# Shape Fragments and Subgraphs

In this post I'd like to explain some of the ideas from our recent researchpaper, starting small to illustrate the design choices and considerations. The paper is titled Data Provenance for SHACL (formerly Shape Fragments) and in its essence, it describes how the constraint language SHACL can be used to specify subsets of an RDF graph.

The idea described previously seems simple. We take a data graph, we take a shapes graph, then we "trace out" the shapes from the shapes graph from the data graph and, voila, we're done with it. Of course, this leaves out what it means to "trace out" shapes from a graph. Consider the following example shape:

```:SocialShape a sh:PropertyShape ;
sh:targetClass foaf:Person ;
sh:path foaf:knows ;
sh:minCount 1 .
```

Intuitively, you want only consider nodes that adhere to the shape and you want to "follow properties" to create a subgraph. In this example, you take all triples where the subject is the focus node and which also have `foaf:knows` as a predicate. Consider the following data graph:

```:maxime a foaf:Person ;
foaf:givenName "Maxime" ;
foaf:knows :thomas ;
foaf:knows :anastasia ;
foaf:knows :jan .
```

Using the ideas formulated earlier, we obtain the subgraph:

```:maxime foaf:knows :thomas ;
foaf:knows :anastasia ;
foaf:knows :jan .
```

We believe this to be a simple and intuitive definition for the given shape. You may argue that because `:SocialShape` mentioned the `rdf:class`, we also want it in the subgraph. We would agree and have defined it as such in the paper.

You can imagine trying to define subgraphs for every possible SHACL construct, but few definitions are as straightforward as the one discussed above. The one defined above isn't even that obvious. You could ask yourself: why does the subgraph contain all outgoing `foaf:knows` edges? One philosophy could be to let the subgraph only contain "just enough". After all, `:SocialShape` only says there needs to be at least one.

This brings us to one of the principles we followed when defining the subgraphs: determinism. In the `:SocialShape` case, because triples in an RDF graph are not sorted, the only choice we have is returning all the triples.

Let's consider another example:

```:AntisocialShape a sh:PropertyShape ;
sh:targetClass foaf:Person ;
sh:path foaf:knows ;
sh:maxCount 2 .
```

Here, you are antisocial when you know at most two others. Consider a new data graph:

```:bob a foaf:Person ;
foaf:givenName "Bob" ;
foaf:knows :alice ;
foaf:knows :tim .
```

What would be a natural definition for a subgraph given our `:AntisocialShape`? Keeping in mind our principle of determinism, we are left with two choices. Both contain the triple `:bob a foaf:Person` as we discussed earlier. The first option is the subgraph constaining all `foaf:knows` triples where `:bob` is the subject. The second option contains only the above mentioned triple. Both options seem reasonable, and we opted for the latter.

The reason being that this somehow comes closer to another underlying principle: minimality. We chose the smallest subgraph we can while somehow still maintaining the essence of the original data graph.

This leads to the following observation: the empty subgraph also is minimal and deterministic. This is the essence of the major open problem within this work: we want formally defined "postulates" which lead us to a definition of Shape Fragments. The principles of determinism and minimality are just design guidelines.
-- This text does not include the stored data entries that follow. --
PR #118, opened 2020-11-09
Fix add record crash

### LINKED ISSUE #117: Toolkit iOS: PopupController adding new record triggers app termination
Details of this issue are [here](https://devtopia.esri.com/runtime/cocoa/issues/9378).

zkline101:
Closes #117

### DIFF
--- a/Toolkit/ArcGISToolkit/TemplatePickerViewController.swift
+++ b/Toolkit/ArcGISToolkit/TemplatePickerViewController.swift
@@ -184,7 +184,8 @@ public class TemplatePickerViewController: TableViewController {
                     let indexPathRow = indexPath.row
                     
                     // The size of the table view is still not finalized at this point, so we check to make sure the section number of `indexPath` does exist in the `tableView`.
-                    if indexPathSection < self.tableView.numberOfSections, indexPathRow < self.tableView.numberOfRows(inSection: indexPathSection) {
+                    if indexPathSection < self.tableView.numberOfSections,
+                       indexPathRow < self.tableView.numberOfRows(inSection: indexPathSection) {
                         self.tableView.reloadRows(at: [indexPath], with: .automatic)
                     }
                 }
--- a/Toolkit/ArcGISToolkit/TemplatePickerViewController.swift
+++ b/Toolkit/ArcGISToolkit/TemplatePickerViewController.swift
@@ -179,6 +179,7 @@ public class TemplatePickerViewController: TableViewController {
                     // update info with swatch
                     infos[index].swatch = image
                     
+                    // The size of the table view is still not finalized at this point, so we can't use `reloadRows(...)`.
                     self.tableView.reloadData()
                 }
             }
--- a/Toolkit/ArcGISToolkit/TemplatePickerViewController.swift
+++ b/Toolkit/ArcGISToolkit/TemplatePickerViewController.swift
@@ -180,12 +180,10 @@ public class TemplatePickerViewController: TableViewController {
                     infos[index].swatch = image
                     
                     let indexPath = self.indexPath(for: info)
-                    let indexPathSection = indexPath.section
-                    let indexPathRow = indexPath.row
                     
                     // Make sure the new indexPath is valid before reloading the row.
-                    if indexPathSection < self.tableView.numberOfSections,
-                       indexPathRow < self.tableView.numberOfRows(inSection: indexPathSection) {
+                    if indexPath.section < self.tableView.numberOfSections,
+                       indexPath.row < self.tableView.numberOfRows(inSection: indexPath.section) {
                         self.tableView.reloadRows(at: [indexPath], with: .automatic)
                     }
                 }
--- a/Toolkit/ArcGISToolkit/TemplatePickerViewController.swift
+++ b/Toolkit/ArcGISToolkit/TemplatePickerViewController.swift
@@ -179,8 +179,12 @@ public class TemplatePickerViewController: TableViewController {
                     // update info with swatch
                     infos[index].swatch = image
                     
-                    // The size of the table view is still not finalized at this point, so we can't use `reloadRows(...)`.
-                    self.tableView.reloadData()
+                    let indexPath = self.indexPath(for: info)
+                    
+                    // The size of the table view is still not finalized at this point, so we check to make sure the section number of `indexPath` does exist in the `tableView`.
+                    if indexPath.section < self.tableView.numberOfSections {
+                        self.tableView.reloadRows(at: [indexPath], with: .automatic)
+                    }
                 }
             }
         }
--- a/Toolkit/ArcGISToolkit/TemplatePickerViewController.swift
+++ b/Toolkit/ArcGISToolkit/TemplatePickerViewController.swift
@@ -182,7 +182,7 @@ public class TemplatePickerViewController: TableViewController {
                     let indexPath = self.indexPath(for: info)
                     
                     // The size of the table view is still not finalized at this point, so we check to make sure the section number of `indexPath` does exist in the `tableView`.
-                    if indexPath.section < self.tableView.numberOfSections {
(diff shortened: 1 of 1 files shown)


Toolkit/ArcGISToolkit/TemplatePickerViewController.swift
```diff
@@ -179,9 +179,7 @@ public class TemplatePickerViewController: TableViewController {
                     // update info with swatch
                     infos[index].swatch = image
                     
-                    // reload index where that info currently is
-                    let indexPath = self.indexPath(for: info)
-                    self.tableView.reloadRows(at: [indexPath], with: .automatic)
+                    self.tableView.reloadData()
```
mhdostal, line 182:
```suggestion
                    // The size of the table view is still not finalized at this point, so we can't use `reloadRows(...)`.
                    self.tableView.reloadData()
```

mhdostal (changes requested):
Just added a comment to the `reloadData()` method explaining why the more efficient `reloadRows` method can't be used.

Toolkit/ArcGISToolkit/TemplatePickerViewController.swift
zkline101: Gotcha

mhdostal (approved):

Toolkit/ArcGISToolkit/TemplatePickerViewController.swift
```diff
@@ -179,9 +179,8 @@ public class TemplatePickerViewController: TableViewController {
                     // update info with swatch
                     infos[index].swatch = image
                     
-                    // reload index where that info currently is
-                    let indexPath = self.indexPath(for: info)
-                    self.tableView.reloadRows(at: [indexPath], with: .automatic)
+                    // The size of the table view is still not finalized at this point, so we can't use `reloadRows(...)`.
+                    self.tableView.reloadData()
```
rolson, line 183: `reloadRows` provides a better UX when just updating the swatch. Is it possible to conditionalize this fix? I don't remember the specifics of this particular function, but if it reloads the entire table view every time a swatch comes in, that seems to be inefficient.

Is the indexPath nil or invalid in the crash case? If so, can you just bail?

zkline101: Hmm when I was testing I don't think `indexPath` was ever nil, I think it was referring to an `indexPath` in the table that did not exist at the time. Let me double check that

mhdostal: The index path in question is calculated based on the feature table and feature template info and their locations in the respective data sources, so there should always be a valid indexPath.

The `loadInfosAndCreateSwatches` where the code in question resides is only called once from `viewDidLoad`, so the overhead of using `reloadData()` won't be too bad.

zkline101: So the method returning the `indexPath` returns a non-optional. But I checked and the `indexPath` is referring to a section one that is not available when it runs `reloadRows`

zkline101: If you try to find the number of rows in the section (using `tableView.numberOfRows`) that is assigned to `indexPath` it crashes because that section is out of bounds of the current table view.

zkline101: Alright let me check that out

rolson (approved):

Toolkit/ArcGISToolkit/TemplatePickerViewController.swift
```diff
@@ -179,8 +179,12 @@ public class TemplatePickerViewController: TableViewController {
                     // update info with swatch
                     infos[index].swatch = image
                     
-                    // The size of the table view is still not finalized at this point, so we can't use `reloadRows(...)`.
-                    self.tableView.reloadData()
+                    let indexPath = self.indexPath(for: info)
+                    
+                    // The size of the table view is still not finalized at this point, so we check to make sure the section number of `indexPath` does exist in the `tableView`.
+                    if indexPath.section < self.tableView.numberOfSections {
```
mhdostal, line 185: Won't we also want to check to make sure the number of rows < those in the section?

zkline101: Yep and do you mean this `indexPath.row < self.tableView.numberOfRows(inSection: indexPath.section)`

mhdostal: Yup.  It could be that the section was created, but no rows were populated yet.  This all seems like a timing issue to me.

zkline101: Yep it seems that way.

rolson: Everything should be happening on the main thread, including the response from createSwatch. So I'm thinking it's just that some swatches in this repro case came back immediately before the next iteration of the run loop when table view has a chance to ask the datasource how many sections. So, if the section is there I'm thinking the row would be as well. But it probably doesn't hurt to check.

Toolkit/ArcGISToolkit/TemplatePickerViewController.swift
```diff
@@ -182,7 +182,7 @@ public class TemplatePickerViewController: TableViewController {
                     let indexPath = self.indexPath(for: info)
                     
                     // The size of the table view is still not finalized at this point, so we check to make sure the section number of `indexPath` does exist in the `tableView`.
```
mhdostal, line 186:
```suggestion
                    // Make sure the new indexPath is valid before reloading the row.
```

Toolkit/ArcGISToolkit/TemplatePickerViewController.swift
```diff
@@ -182,7 +182,7 @@ public class TemplatePickerViewController: TableViewController {
...
-                    if indexPath.section < self.tableView.numberOfSections {
+                    if indexPath.section < self.tableView.numberOfSections, indexPath.row < self.tableView.numberOfRows(inSection: indexPath.section) {
```
mhdostal: The line got kind of long, so putting it on two lines is preferred.
```suggestion
                    if indexPath.section < self.tableView.numberOfSections,
                        indexPath.row < self.tableView.numberOfRows(inSection: indexPath.section) {
```

mhdostal (changes requested):

Toolkit/ArcGISToolkit/TemplatePickerViewController.swift
```diff
@@ -179,9 +179,15 @@ public class TemplatePickerViewController: TableViewController {
                     // update info with swatch
                     infos[index].swatch = image
                     
-                    // reload index where that info currently is
                     let indexPath = self.indexPath(for: info)
-                    self.tableView.reloadRows(at: [indexPath], with: .automatic)
+                    let indexPathSection = indexPath.section
+                    let indexPathRow = indexPath.row
```
rolson, line 184: I don't really see a reason for these variables to be declared. Just use `indexPath.section` and `indexPath.row` inline

Toolkit/ArcGISToolkit/TemplatePickerViewController.swift
rolson: After debugging this with Zach and looking at the code a bit more, I do think just checking to make sure that the index path exists is a valid fix for this issue.

rolson (approved):

Toolkit/ArcGISToolkit/TemplatePickerViewController.swift
zkline101: I added the section one because `indexPath.section` was being referred to twice and then I thought if I had a section one there should be a row one. But yeah your right don't really need them.

mhdostal (approved):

Nevertheless, I believe these design guidelines together with our proposal for the definition of subgraphs are reasonable. This believe is strengthened by one of the formal contributions of the paper: the Sufficiency Lemma (and its corollary). The notion of Sufficiency is borrowed from work on database Provenance, which is highly relevant. Informally, the lemma states that for every SHACL construct (like the ones demonstrated by `:SocialShape` and `:AntisocialShape`) defines a subgraph which contains enough triples such that the shape used for defining it still holds for the same nodes in the subgraph. Even when you add more triples from the original graph to the subgraph. In short, shapes that hold in the original graph, also hold in every subgraph that contains at least the triples provided by our definition. The "at least" is important here. For example, it means that the choice of minimality in the subgraph definition of `:AntisocialShape` is not necessary for our result to hold.
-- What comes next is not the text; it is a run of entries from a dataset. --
PR #139, opened 2021-03-05
Convert Toolkit to Swift Package

zkline101:
Note: this will be apart of Update 11.
Things done in this PR:
- Toolkit Project -> Toolkit SP
- Toolkit examples project now uses toolkit SP as a dependency


zkline101:
@mhdostal When you get a chance can you review this, a fair amount of changes but everything should work as normal. I am gonna make a separate PR for the README changes.

mhdostal (approved):

Examples/ArcGISToolkitExamples.xcodeproj/project.pbxproj
```diff
@@ -547,6 +473,17 @@
...
+
+/* Begin XCSwiftPackageProductDependency section */
+		79CA564325F1952D00E9FE3D /* ArcGISToolkit */ = {
+			isa = XCSwiftPackageProductDependency;
+			productName = ArcGISToolkit;
+		};
+		79CA564525F1953500E9FE3D /* ArcGISToolkit */ = {
+			isa = XCSwiftPackageProductDependency;
+			productName = ArcGISToolkit;
+		};
```
philium, line 485: This duplicate identical dependency is caused by the library being explicitly added to the Dependencies build phase:

image

Xcode seems to implicitly track Swift package dependencies, so the explicit dependency could be removed, eliminating this duplicate entry here.

zkline101: Yep let me fix that

philium (changes requested):
The [reference](https://github.com/Esri/arcgis-runtime-toolkit-ios/blob/0722b9110ed5296190137abab2967b9c217dcb82/Examples/ArcGISToolkitExamples.xcodeproj/project.pbxproj#L59) to the XCFramework at `$HOME/Library/SDKs/ArcGIS/Frameworks/ArcGIS.xcframework` should be removed. In fact, the `Frameworks` group could be removed as well.

image

mhdostal (approved):

Sources/ArcGISToolkit/Compass.swift
```diff
@@ -54,7 +54,7 @@ public class Compass: UIImageView {
         super.init(frame: .zero)
         
         // Set our image to the CompassIcon in the Assets
-        let bundle = Bundle(for: type(of: self))
+        let bundle = Bundle.module
         image = UIImage(named: "CompassIcon", in: bundle, compatibleWith: nil)
```
philium, line 58: Since the desired bundle is now just a static stored property on `Bundle` itself, it would be simpler just to refer to that:

```suggestion
        image = UIImage(named: "CompassIcon", in: .module, compatibleWith: nil)
```

philium (approved):

mhdostal (approved):

zkline101:
@mhdostal @philium Thank you for the reviews. I will merge this when I get the go-ahead and the last piece is to update the release tag after this is merged.

dg0yal:
@zkline101 We need to make a couple of changes to the swift package manifest at https://github.com/Esri/arcgis-runtime-toolkit-ios/blob/zach/toolkit-SPM/Package.swift#L39 . 
1) The final resting URL of the sdk swift package repo will be under the Esri org, it is in the ArcGIS org only temporarily as we set things up. So you need to change `https://github.com/ArcGIS/arcgis-runtime-ios` to `https://github.com/Esri/arcgis-runtime-ios`
2) Currently the dependency on the SDK is declared as an exact match on the version number. For cocoapods we took the approach of aligning the sdk only till the major.minor version, and letting the patch version be a wildcard so that we could get the latest patch of the sdk when users installed the toolkit. We should follow a similar approach for SPM (you'll have to research how)


Also, i have a question about this comment -https://github.com/Esri/arcgis-runtime-toolkit-ios/pull/139#pullrequestreview-606701382 . Does this mean the toolkit project no longer builds with the SDK that was installed manually as described in https://github.com/Esri/arcgis-runtime-toolkit-ios/tree/zach/toolkit-SPM#manual

zkline101:
@dg0yal Ok thanks gotcha. For your second point, we could use [upToNextMinor(from:)](https://developer.apple.com/documentation/swift_packages/package/dependency/requirement/2878234-uptonextminor). There is no more toolkit project, though there still is a toolkit examples project. The toolkit package no longer needs the SDK to be installed manually, it will automatically add it as a dependency. In this [PR](https://github.com/Esri/arcgis-runtime-toolkit-ios/pull/140) the instructions are changed to reflect that.

zkline101:
Items left to do before update 11 is released:
- `.upToNextMinor(from: "100.10.0")` -> `.upToNextMinor(from: "100.11.0")`
- increase the iOS minumum in the package manifest and the examples project

zkline101:
@mhdostal @philium if you would like to take another look this is ready. The only items left to do are listed above.

mhdostal:
@zkline101 - Make all the required changes, but then push them to the Update11 branch.  That way there's nothing left to do later.

zkline101:
@mhdostal Gotcha let me make final changes then merge this into `update11` branch

mhdostal:
> By the way, until the update 11 tag is created for the arcgis sdk ios repo this swift package will fail.

To get around that, for pre-U11 testing, you'd just have to change this line back to `100.10.0`, correct?

`.package(name: "ArcGIS", url: "https://github.com/Esri/arcgis-runtime-ios", .upToNextMinor(from: "100.11.0"))`

zkline101:
Yep and when you change that line you may want to close the package and re-open it so it loads with the new changes to the package manifest.

mhdostal (approved):

Package.swift
```diff
@@ -0,0 +1,54 @@
...
+    ],
+    dependencies: [
+        .package(name: "ArcGIS", url: "https://github.com/Esri/arcgis-runtime-ios", .upToNextMinor(from: "100.11.0"))
+    ],
+    targets: [
+        .target(
+            name: "ArcGISToolkit",
+            dependencies: ["ArcGIS"],
+            swiftSettings: [
+                .define("SPM")
```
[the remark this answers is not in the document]
zkline101: ah I see, did not know that let me make those edits

Package.swift
```diff
@@ -0,0 +1,54 @@
...
+
+ email: contracts@esri.com
+ */
+
+import PackageDescription
+
+let package = Package(
+    name: "ArcGISToolkit",
+    platforms: [
+        .iOS(.v13)
```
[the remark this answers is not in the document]
zkline101: I can address that in a separate PR

mhdostal (approved):

philium (approved):

zkline101:
Thanks @mhdostal and @philium !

Finally I would like to note that the Suffiency property of our definition captures some intuition that subgraphs given by shapes need to still adhere to these shapes. This gives us a stronger link to the definition of SHACL as a constraint language.
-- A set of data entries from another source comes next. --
PR #141, opened 2021-03-18
Edit scalebar README

zkline101:
For this piece of code in the scalebar README, the variable is declared as `scalebar`, not `sb`.


mhdostal (approved):
Nice catch!

PR #142, opened 2021-03-24
More Update 11 README updates

zkline101:
Found some more edits and @dg0yal pointed out that the Carthage banner is still present.


mhdostal (approved):

zkline101:
Thanks, @mhdostal !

Hopefully this short post raises your interest in our work. There are interesting problems to solve here, both for more theoretically minded people (I'm thinking of the above mentioned postulates and other properties of the subgraphs) and more practically minded peope (Relating to the implementation and use-case side of things). The paper also discusses some preliminary results on implemenatation which may be of interest.